Language in Najdi's work is more poetic rather than a social reality. Each language consists of linguistic elements which are regularly put together. Combination of phonemes forms words and words make sentences or phrases. But this is not the only feature of linguistic elements; they can replace each other. Combination and replacement of linguistic elements, forms metonymy. Metaphor is one of these functions which is extensively used in literary works.

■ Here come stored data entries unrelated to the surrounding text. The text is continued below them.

PR #23935, opened 2024-07-05
[otbn,dv] Improve RMA handling in model

rswarbrick:
These changes massively improve the pass rate of the `otbn_escalate` test. The first commit tracks whether we're in the middle of a secure wipe (rather than waiting for the next seed) and the second commit uses that flag to figure out when we're getting an unexpected URND ack.

The final commit is just a code cleanup which I noticed because I was touching equivalent code. But it collides with the other two commits and I thought it made the most sense to "tailgate" them.

### DIFF
--- a/hw/ip/otbn/dv/otbnsim/sim/sim.py
+++ b/hw/ip/otbn/dv/otbnsim/sim/sim.py
@@ -428,7 +428,9 @@ class OTBNSim:
                 # Also, set wipe_cycles to an invalid value to make really sure
                 # we've left the wiping code.
                 self.wipe_cycles = -1
+
                 self.state.first_round_of_wipe = True
+                self.state.incomplete_wipe = False
                 self.state.set_fsm_state(next_state)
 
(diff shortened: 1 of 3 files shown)


hw/ip/otbn/dv/otbnsim/sim/sim.py
```diff
@@ -253,9 +253,7 @@ def _step_pre_exec(self, verbose: bool) -> StepRes:
         # Correctly handle an RMA request when when we're still waiting to
```
hcallahan-lowrisc, line 253: Nit
```suggestion
        # Correctly handle an RMA request when we're still waiting to
```

hcallahan-lowrisc (approved):
Changes make sense to me, though I'm definitely not an expert!

hw/ip/otbn/dv/otbnsim/sim/sim.py
rswarbrick: Oops, thanks!

Issue #22471, opened 2024-04-08
[hmac] V2(S) Signoff


andreaskurth:

martin-velay:
### Commits since HMAC D2(S) Signoff (https://github.com/lowRISC/opentitan/issues/20996)
---
`git rev-parse HEAD`

https://github.com/lowRISC/opentitan/commit/ea5bce9ed692af726da4729039c4cbe1fba64ee7

`git log d7483116b80bf56ce2b8e665c679872de3f3794d..HEAD --oneline hw/ip/hmac`

99ce062a64 [hmac, dv] Fix `ValidHmacEnConditionAssert`
01a208901a [hmac,rtl/dv] DV synchronization and error handling fixes
f489ff703d [hmac,rtl] HMAC FSM RTL fixes to handle SAR
7d8ace24cb [dv] Remove default value for wait_to_issue_reset argument
6c51bc0da2 [hmac,dv] DV fixes for block-level tests
ee5f4a1abf [sram_ctrl] Add readback feature
f9f6fe5d06 [hmac,csrs/rtl] Add key_swap field and expose hmac idle status
aace3c0617 [hmac,rtl/dv] RTL and DV fixes for digest loading and error handling
76b1c7498c [hmac,dv] DV synchronization fixes for do_read_check
c1fa3221d0 [hmac,rtl] Minor HMAC fixes for secret key wiping
:...skipping...
99ce062a64 [hmac, dv] Fix `ValidHmacEnConditionAssert`
01a208901a [hmac,rtl/dv] DV synchronization and error handling fixes
f489ff703d [hmac,rtl] HMAC FSM RTL fixes to handle SAR
7d8ace24cb [dv] Remove default value for wait_to_issue_reset argument
6c51bc0da2 [hmac,dv] DV fixes for block-level tests
ee5f4a1abf [sram_ctrl] Add readback feature
f9f6fe5d06 [hmac,csrs/rtl] Add key_swap field and expose hmac idle status
aace3c0617 [hmac,rtl/dv] RTL and DV fixes for digest loading and error handling
76b1c7498c [hmac,dv] DV synchronization fixes for do_read_check
c1fa3221d0 [hmac,rtl] Minor HMAC fixes for secret key wiping
5a74a15fb1 [hmac/rtl] Fix idle_o when told to stop
e71da1ced8 [hmac/rtl] Wait for digest of complete block when stopping
[...]

PR #23939, opened 2024-07-05
[hmac,doc] Move into V2S stage

martin-velay:
To be able to close https://github.com/lowRISC/opentitan/issues/22471


vogelpi:

vogelpi (approved):
This looks good to me. As pointed out by @andreaskurth in https://github.com/lowRISC/opentitan/issues/22471#issuecomment-2211414212 the fifo_empty_status_interrupt testpoint should be mapped and the coverage exclusion for the uncovered but buggy FSM state transition should be added before merging this.

andreaskurth:

Issue #22341, opened 2024-03-29
[kmac,dv] Verify `fifo_empty` status interrupt


andreaskurth:
In PR #21657 we changed the `fifo_empty` interrupt from event to status. `kmac_scoreboard` currently doesn't model and check that interrupt; we should correct that.

vogelpi:
Software is currently not using the `fifo_empty` interrupt and we may thus want to consider de-prioritizing this task @andreaskurth .

andreaskurth:
Discussed in triage: same as for the similar HMAC issue, we move this to M5

vogelpi:
This would be good to get. Maybe something for @martin-velay after taking care of the same task for HMAC?

vogelpi:
@martin-velay started working on this and has a first draft PR ready here: #23942. Unfortunately, the work is not yet finished and Martin was OoO this week. Since this issue isn't super critical (see previous comments), I am moving this to M7 now.

martin-velay:
Closed as https://github.com/lowRISC/opentitan/pull/23942 has been merged

PR #23942, opened 2024-07-05
[kmac,dv] Check FIFO empty interrupt

martin-velay:
Linked to this issue #22341

I am not sure it works well yet. I have only checked it for one test, and it seems good from what I've seen.
This check is not modeling the FIFO level, instead it is using the FIFO empty/full from the DUT through a backdoor access. Then it does a prediction on the FIFO empty interrupt as described in the [KMAC register doc](https://opentitan.org/book/hw/ip/kmac/doc/registers.html#intr_state--fifo_empty).

### DIFF
--- a/hw/ip/kmac/dv/env/kmac_scoreboard.sv
+++ b/hw/ip/kmac/dv/env/kmac_scoreboard.sv
@@ -233,7 +233,7 @@ class kmac_scoreboard extends cip_base_scoreboard #(
           // does as many EDN fetches as necessary to fill up the required data bus size
           // of the "host".
           repeat (kmac_reg_pkg::NumSeedsEntropy) begin
-            `DV_SPINWAIT(edn_fifos[0].get(edn_item);, "Wait EDN request")
+            edn_fifos[0].get(edn_item);
           end
           `uvm_info(`gfn, "got all edn transactions", UVM_HIGH)
           set_entropy_fetch(0);
--- a/hw/ip/kmac/dv/env/kmac_scoreboard.sv
+++ b/hw/ip/kmac/dv/env/kmac_scoreboard.sv
@@ -65,6 +65,7 @@ class kmac_scoreboard extends cip_base_scoreboard #(
   bit in_edn_fetch = 0;
 
   // CMD fields
+  bit [KmacCmdIdx:0] kmac_cmd;
   kmac_cmd_e unchecked_kmac_cmd = CmdNone;
   kmac_cmd_e checked_kmac_cmd = CmdNone;
 
@@ -75,8 +76,17 @@ class kmac_scoreboard extends cip_base_scoreboard #(
   bit sha3_absorb;
   bit sha3_squeeze;
 
+  // FIFO status bits
+  bit cmd_process_triggered;
+  bit msgfifo_access;
+  bit fifo_empty_status;
+  bit fifo_full_status;
+  bit fifo_full_detected;
+  bit intr_fifo_empty_allowed;
+
   bit intr_kmac_done;
   bit intr_fifo_empty;
+  bit pre_intr_fifo_empty;
   bit intr_kmac_err;
 
   // Error tracking
@@ -168,6 +178,7 @@ class kmac_scoreboard extends cip_base_scoreboard #(
         process_kmac_app_req_fifo();
         process_kmac_app_rsp_fifo();
         process_sideload_key();
+        manage_fifo_empty_intr();
       join_none
     end
   endtask
@@ -216,19 +227,19 @@ class kmac_scoreboard extends cip_base_scoreboard #(
     forever begin
       wait(!cfg.under_reset);
       `DV_SPINWAIT_EXIT(
-          forever begin
-            @(posedge in_edn_fetch);
-            // Entropy interface is native 32 bits - prim_edn_req component internally
-            // does as many EDN fetches as necessary to fill up the required data bus size
-            // of the "host".
-            repeat (kmac_reg_pkg::NumSeedsEntropy) begin
-              `DV_SPINWAIT(edn_fifos[0].get(edn_item);, "Wait EDN request")
-            end
-            `uvm_info(`gfn, "got all edn transactions", UVM_HIGH)
-            set_entropy_fetch(0);
+        forever begin
+          @(posedge in_edn_fetch);
+          // Entropy interface is native 32 bits - prim_edn_req component internally
+          // does as many EDN fetches as necessary to fill up the required data bus size
+          // of the "host".
+          repeat (kmac_reg_pkg::NumSeedsEntropy) begin
+            `DV_SPINWAIT(edn_fifos[0].get(edn_item);, "Wait EDN request")
           end
-          ,
-          wait(cfg.under_reset);
+          `uvm_info(`gfn, "got all edn transactions", UVM_HIGH)
+          set_entropy_fetch(0);
+        end
+        ,
+        wait(cfg.under_reset);
       )
     end
   endtask
@@ -599,7 +610,6 @@ class kmac_scoreboard extends cip_base_scoreboard #(
 
     string csr_name = "";
 
-    bit msgfifo_access;
     bit share0_access;
     bit share1_access;
 
@@ -612,6 +622,11 @@ class kmac_scoreboard extends cip_base_scoreboard #(
     bit addr_phase_write  = (write && channel == AddrChannel);
     bit data_phase_read   = (!write && channel == DataChannel);
     bit data_phase_write  = (write && channel == DataChannel);
+
+    // Indicates that the msgfifo access is now over. Clear it at the beginning of this transaction
+    // as this flag is used somewhere else and needs to be actually raised for a non-null simulation
+    // time.
+    msgfifo_access = 0;
 
     // if access was to a valid csr, get the csr handle
     if (csr_addr inside {cfg.ral_models[ral_name].csr_addrs}) begin
@@ -757,7 +772,7 @@ class kmac_scoreboard extends cip_base_scoreboard #(
         //
         // ICEBOX - handle error cases
         if (addr_phase_write) begin
-          bit [KmacCmdIdx:0] kmac_cmd = item.a_data[KmacCmdIdx:0];
+          kmac_cmd = item.a_data[KmacCmdIdx:0];
 
           // Handle hash_cnt clear conditions
           if (item.a_data[KmacHashCntClrIdx]) `DV_CHECK(ral.entropy_refresh_hash_cnt.predict(0));
@@ -1093,8 +1108,6 @@ class kmac_scoreboard extends cip_base_scoreboard #(
           `uvm_info(`gfn, $sformatf("msg: %0p", msg), UVM_HIGH)
         end
       end
-      // indicate that the msgfifo access is now over
-      msgfifo_access = 0;
     end
 
     ///////////////////////////////////////////////////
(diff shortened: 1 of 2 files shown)


martin-velay:
Hi @rswarbrick, @andreaskurth and @vogelpi,
This PR is ready to be reviewed.

Thanks in advance!

vogelpi (approved):
Thanks @martin-velay for your work on this! The PR looks good to me. I think I can follow and understand the code and it looks right to me. But I am obviously no DV expert.

Great catch also on the Xcelium-specific fixes btw!

hw/ip/kmac/dv/env/kmac_scoreboard.sv
```diff
@@ -613,6 +623,11 @@ class kmac_scoreboard extends cip_base_scoreboard #(
     bit data_phase_read   = (!write && channel == DataChannel);
     bit data_phase_write  = (write && channel == DataChannel);
 
+    // Indicate that the msgfifo access is now over. Clear it at the begining of the next
+    // transaction as this flag is used somewhere else and needs to be actually raised for
```
rswarbrick, line 627: I think this should probably be "... the beginning of this transaction ..." because you mean the current one, rather than the next call to `process_tl_access`?

hw/ip/kmac/dv/env/kmac_scoreboard.sv
```diff
@@ -65,6 +65,7 @@ class kmac_scoreboard extends cip_base_scoreboard #(
   bit in_edn_fetch = 0;
 
   // CMD fields
+  bit [KmacCmdIdx:0] kmac_cmd;
```
rswarbrick, line 68: I think the point of pulling this out is that we want to watch for when it changes in `manage_fifo_empty_intr`? I guess we expect `kmac_cmd` to change when the FIFO becomes empty? That's perfectly reasonable, but it isn't immediately obvious to me why that happens: can you explain?

hw/ip/kmac/dv/env/kmac_scoreboard.sv
```diff
@@ -1179,6 +1192,104 @@ class kmac_scoreboard extends cip_base_scoreboard #(
...
+    @(negedge cfg.under_reset);
+    forever begin
+      wait(!cfg.under_reset);
+      fork begin
+        fork
+          begin
+            // Trigger the task only when required to avoid to overload the simulation
+            forever @(msgfifo_access, in_kmac_app, sha3_absorb, kmac_cmd, sha3_idle) begin
+              // Loop also on each clock cycle when intr_fifo_empty_allowed or when msgfifo_access
+              // are high to avoid to miss some FIFO status changes
```
rswarbrick, line 1215: Grammar nit: I think you want "... to avoid missing some ..."

hw/ip/kmac/dv/env/kmac_scoreboard.sv
```diff
@@ -1179,6 +1192,104 @@ class kmac_scoreboard extends cip_base_scoreboard #(
...
+          begin
+            wait(cfg.under_reset);
+          end
+        join_any
+        disable fork;
+      end join
+    end
+  endtask : manage_fifo_empty_intr
+
+  virtual task predict_fifo_empty_intr();
```
rswarbrick, line 1237: Can you add a documentation comment above the task that explains roughly what it does? In particular, the timing (I think the task waits until `intr_state` is not busy)

hw/ip/kmac/dv/env/kmac_scoreboard.sv
```diff
@@ -1179,6 +1192,104 @@ class kmac_scoreboard extends cip_base_scoreboard #(
...
+            forever @(msgfifo_access, in_kmac_app, sha3_absorb, kmac_cmd, sha3_idle) begin
+              // Loop also on each clock cycle when intr_fifo_empty_allowed or when msgfifo_access
+              // are high to avoid to miss some FIFO status changes
+              do begin
+                // Do checks on the falling edge of the clock to ensure the DUT internal signals
+                // will be up to date
+                cfg.clk_rst_vif.wait_n_clks(1);
+                fork begin
+                  predict_fifo_empty_intr();
+                end join_none
```
rswarbrick, line 1222: If I understand correctly, this will be firing off a new process on each negedge of the clock. Can we restructure slightly so that `predict_fifo_empty_intr` gets split into two pieces? The first could return instantly. This would be enough for updating `intr_fifo_empty_allowed` (which is what we really need in the loop here).

Then we could fire off the second half and update `fifo_empty` outside of this loop?

I think this will also get rid of the second `wait_clks` line in the loop.

hw/ip/kmac/dv/env/kmac_scoreboard.sv
```diff
@@ -1179,6 +1192,104 @@ class kmac_scoreboard extends cip_base_scoreboard #(
...
+    end
+
+    // Manage interrupt
+    if (intr_fifo_empty_allowed && fifo_empty_status) begin
+      pre_intr_fifo_empty = 1;
+    end else begin
+      pre_intr_fifo_empty = 0;
+    end
+
+    // Delay FIFO empty signal to be aligned with the DUT behavior
```
rswarbrick, line 1276: I think the restructuring I'm suggesting above might make this a bit easier as well: won't we be able to avoid the `join_none` if we make this race "lexically" with the wait that comes just afterwards?

hw/ip/kmac/dv/env/kmac_scoreboard.sv
```diff
@@ -1179,6 +1192,104 @@ class kmac_scoreboard extends cip_base_scoreboard #(
...
+
+    // Detect when FIFO is not empty anymore
+    fifo_empty_status_neg = ~fifo_empty_status & fifo_empty_status_last;
+
+    // Latch Command Process flag
+    if (!cmd_process_triggered && (kmac_cmd == CmdProcess)) begin
+      cmd_process_triggered = 1;
+    end else if (sha3_idle) begin
+      cmd_process_triggered = 0;
+    end
```
rswarbrick, line 1253: I think this if/else block and the next few would all be simpler to read with something like
```systemverilog
    cmd_process_triggered = !cmd_process_triggered && (kmac_cmd == CmdProcess);
```

hw/ip/kmac/dv/env/kmac_scoreboard.sv
```diff
@@ -1179,6 +1192,104 @@ class kmac_scoreboard extends cip_base_scoreboard #(
...
+
+    // Check whether FIFO full has been detected for the ongoing message
+    if (fifo_full_status) begin
+      fifo_full_detected = 1;
+    end else if (sha3_idle || fifo_empty_status_neg) begin
+      fifo_full_detected = 0;
+    end
+
+    // Check if conditions are met
```
rswarbrick, line 1262: Which conditions?! :-) (I'd probably just drop the comment)

hw/ip/kmac/dv/env/kmac_scoreboard.sv
```diff
@@ -1179,6 +1192,104 @@ class kmac_scoreboard extends cip_base_scoreboard #(
...
+    fifo_empty_status_neg = ~fifo_empty_status & fifo_empty_status_last;
+
+    // Latch Command Process flag
+    if (!cmd_process_triggered && (kmac_cmd == CmdProcess)) begin
+      cmd_process_triggered = 1;
+    end else if (sha3_idle) begin
+      cmd_process_triggered = 0;
+    end
+
+    // Check whether FIFO full has been detected for the ongoing message
```
rswarbrick, line 1255: This block won't necessarily change `fifo_full_detected`, and it's not super obvious when glancing at the code. Assuming that behaviour is what you want, maybe it makes sense to extend the comment to mention that?

hw/ip/kmac/dv/env/kmac_scoreboard.sv
```diff
@@ -1179,6 +1192,104 @@ class kmac_scoreboard extends cip_base_scoreboard #(
...
+    end
+
+    // Check if conditions are met
+    if (!in_kmac_app && sha3_absorb && !cmd_process_triggered && fifo_full_detected) begin
+      intr_fifo_empty_allowed = 1;
+    end else begin
+      intr_fifo_empty_allowed = 0;
+    end
+
+    // Manage interrupt
```
rswarbrick, line 1269: Again, I'd probably just drop this comment. If not, it needs expanding a little bit.

hw/ip/kmac/dv/env/kmac_scoreboard.sv
```diff
@@ -1179,6 +1192,104 @@ class kmac_scoreboard extends cip_base_scoreboard #(
...
+        intr_fifo_empty = pre_intr_fifo_empty;
+      end
+    join_none
+
+    // Wait needed to avoid race condition for register access
+    wait(!ral.intr_state.is_busy());
+    // Update expected value
+    void'(ral.intr_state.fifo_empty.predict(.value(intr_fifo_empty), .kind(UVM_PREDICT_DIRECT)));
+    // Backdoor read the register and compare against mirrored value
+    csr_rd_check(.ptr(ral.intr_state.fifo_empty), .compare(1), .compare_vs_ral(1), .backdoor(1));
```
rswarbrick, line 1289: This is reasonable, but would it be easier the other way around? I think that `csr_rd` does the prediction anyway, so can't you use that and then check locally that the value matches `intr_fifo_empty`? The timing will be the same, but I think it might be easier to follow.

rswarbrick (commented):
Thanks for this work. It looks generally sensible but (since I'm reading it carefully) I think there are ways the first change could be a bit simpler. Of course, it's always possible that I've missed something: give me a shout if so!

hw/ip/kmac/dv/env/kmac_scoreboard.sv
martin-velay: Yes, I pulled this out to be able to see it from `manage_fifo_empty_intr`.

The interrupt could be raised only if "_iii) Software has not yet written the Process command to finish the absorption process_", as described in the [KMAC register spec](https://opentitan.org/book/hw/ip/kmac/doc/registers.html#intr_state--fifo_empty).

hw/ip/kmac/dv/env/kmac_scoreboard.sv
martin-velay: Ah yes, it was the "next" in my mind as it is for the next after this clear, which means the current actually 😅

hw/ip/kmac/dv/env/kmac_scoreboard.sv
martin-velay: I'll need time to re-run the simulation over the night then, to be sure it's not breaking anything as this was a bit tricky to get it to work

hw/ip/kmac/dv/env/kmac_scoreboard.sv
martin-velay: I have moved this comment:
```
  // The FIFO empty interrupt is raised only FIFO is actually empty, but also if all of the
  // following conditions are met:
  //   1- The KMAC block is not exercised by a hardware application interface.
  //   2- The SHA3 block is in the Absorb state.
  //   3- Software has not yet written the Process command to finish the absorption process.
  //   4- The message FIFO must also have been full previously. Otherwise, the hardware empties
  //      the FIFO faster than software can fill it and there is no point in interrupting the
  //      software to inform it about the message FIFO being empty.
```
above this task as it is more linked to that one. And about the `intr_state` wait, there is already a comment saying that a we need to wait until this is not accessed anymore, but this race condition is internal to the TB itself.

hw/ip/kmac/dv/env/kmac_scoreboard.sv
martin-velay: I don't really feel the same, I don't like this way of writing, it makes my brain heating even if the result is the same 😄

hw/ip/kmac/dv/env/kmac_scoreboard.sv
martin-velay: These conditions:
```
  //   1- The KMAC block is not exercised by a hardware application interface.
  //   2- The SHA3 block is in the Absorb state.
  //   3- Software has not yet written the Process command to finish the absorption process.
  //   4- The message FIFO must also have been full previously. Otherwise, the hardware empties
  //      the FIFO faster than software can fill it and there is no point in interrupting the
  //      software to inform it about the message FIFO being empty.
```
Now, this makes more sense as this comment is just right above this task name.
I'll write:
`// Check if FIFO empty interrupt conditions are met`

hw/ip/kmac/dv/env/kmac_scoreboard.sv
martin-velay: I'll drop that one

hw/ip/kmac/dv/env/kmac_scoreboard.sv
martin-velay: Sorry I am not sure I follow you. I don't fully understand our prediction way of doing. Here is what I though/seen, correct me if I am wrong:
- we trigger a read/write from the sequences
- which triggers `process_tl_access`
- we detect if we triggered a read/write operation and do an update of the RAL mirrored value by calling the `predict` method
- then, if the `do_read_check` is to '1' and it was a read operation, we do a check between the actual read value from the register against the mirrored value updated earlier

1. Is that right?
2. Then, I don't really know if a backdoor access will also trigger `process_tl_access`?

If the answer to these 2 questions is "yes", then I have another one:
3. Do you mean that I should remove the predict method call and calling only the `csr_read` task, and do the prediction somewhere within the `process_tl_access` task?

rswarbrick: Duh, good point! I hadn't thought about the fact that this is a backdoor access, so the answer to (2) is "it won't". I completely agree with your bullet points but I thought that my suggested change might be a bit easier to read. Unfortunately, it would also be wrong...

About the final question: (For non-backdoor accesses), there is a call to `predict` at the bottom of the task (line 1178, on master) and that's the call that I was hoping to use.

Your code here looks perfectly sensible to me, and thanks for the reply.

hw/ip/kmac/dv/env/kmac_scoreboard.sv
martin-velay: @rswarbrick 
When you suggest to move the "second half and update `fifo_empty` outside of this loop", I guess you are referring to the `do...while(...)` loop? If yes, this will cause to not check the FIFO full interrupt when it's actually the most important. I think I should keep the check on each clock cycles when `intr_fifo_empty_allowed` or `msgfifo_access` are high.

If that's OK, this PR could be merged now as the other comments have been already addressed.

rswarbrick: I'm not personally a fan of the approach this code takes. In particular, I really don't like the background process we fire off when updating `intr_fifo_empty` (because I worry that it ends up hard to reason about - what happens if there's a reset?) I'm willing to believe the code works, and I'm glad. And I hope I never have to maintain it :-)

Let's forget my restructuring notes: it's your code, not mine! I'm happy that the code looks correct: let's merge it.

rswarbrick (approved):
Thanks for all the responses to the review comments. Let's take this.

rswarbrick:
Merging despite the CI failure: it's pretty clearly an IT issue and not caused by this PR.
```
                Building SW image "//sw/device/tests:plic_sw_irq_test_sim_dv".
                Building "//sw/device/tests:plic_sw_irq_test_sim_dv" on network connected machine.
                Building with command: ./bazelisk.sh build  --define DISABLE_VERILATOR_BUILD=true --//hw/ip/otp_ctrl/data:img_seed=1 //sw/device/tests:plic_sw_irq_test_sim_dv
                Opening zip "/root/.cache/bazelisk/downloads/bazelbuild/bazel-6.2.1-linux-x86_64/bin/bazel (deleted)": open(): No such file or directory
                FATAL: Failed to open '/root/.cache/bazelisk/downloads/bazelbuild/bazel-6.2.1-linux-x86_64/bin/bazel (deleted)' as a zip file: (error: 2): No such file or directory
                make: *** [/azp/agent/_work/1/s/hw/dv/tools/dvsim/sim.mk:73: sw_build] Error 36

```

PR #23943, opened 2024-07-05
[top_earlgrey/dv] Fix `rom_raw_unlock` test

andreaskurth:
Prior to this PR, `chip_sw_lc_raw_unlock_vseq` would try to read a CSR via JTAG without checking if SBA is non-busy.  The `rom_raw_unlock` test failed (for some seeds) because the SBA was indeed busy, which caused an `sbbusyerror` that never got cleared.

===Examples from Leopards===

- "The white winter, walks its white cold beyond the window. (L.E, p9)
- "Don’t look at telephone's voice." (personification of verb, The pool, p 10)
- "He could smell the tee gardens through his coat's collar." (The pool, p 11)
- "It was cold and tasted like the rain." (The pool, p 20)
- "The day has undressed himself and touched the horse with his coldness" (The day, p21)
- "No village was coming from the distance." (The day, p25)
- "Asieh was leaning against a wall of rain." (The day, p21)
- "The mosque's tower had grown its green height to the sky and touched the clouds with Azan." (The eye)
- Pour her mouths smell on me (The eye)
- "Every now and then I could see one of the Saturdays which was walking out of an alley and slid into another." (The eye)
- "The darkness which was poured." (The eye, p47)
- "The Asphalt was dragging himself on the ground and bent over his length on the grass." (the eye, p48)
- "The elevator's door was opened with a cry." (me, p55)
- "His big head, with a wide forehead in the middle." (me, p58)
- "Now it sounded like a horse gallop on ice or glass." (me, P58)
- "The naked feet pass through the veins in his brain and touch the back of his forehead in search of a window and they grow old at a slow pace." (me, p60)
- "He poured his face on the pillow like water." (Memories, p66)
- "I could hear a cradle's cry from behind." (Memories, p60)
- "A couple of sour cherry branches and a piece of sky were portrayed on the frozen pool." (Memories, p61)
- "From the clothes hanging in yard, Taher could be smelled." (Memories, p60)
- "Smoke climbs the sour cherry tree." (Memories, p 61)
- "The umbrella could not hear its springs compressing. He was dying and could not remember any rain." (Three, p73)
- "Only a far memory, a bit warmer than Maliheh's hand, was still in the umbrella." (Three, p71)
- "A long blue was pouring out of her fingers." (Three, p 75)
- "He could hear Tehran breathing." (Three, p71)
- "Ferdosi still couldn’t stretch himself out on his long bones." (The night, p40)
- "Breaks were hugging each other." (The night, P40)
- "The scent of tee was compressed in the corner." (The night, P45)

==Works==
Among Najdi's works are poems and short stories. He published The Leopards Who Have Run with Me while alive; his other works were published posthumously by his wife.
- The Leopards Who Have Run with Me – 1994
- Repeated Stories
- Once Again the Same Streets – 2001
- Unfinished Stories – 2002
- The Sisters of This Summer

==Legacy==
Sepideh Farsi made a film based on four of his short stories.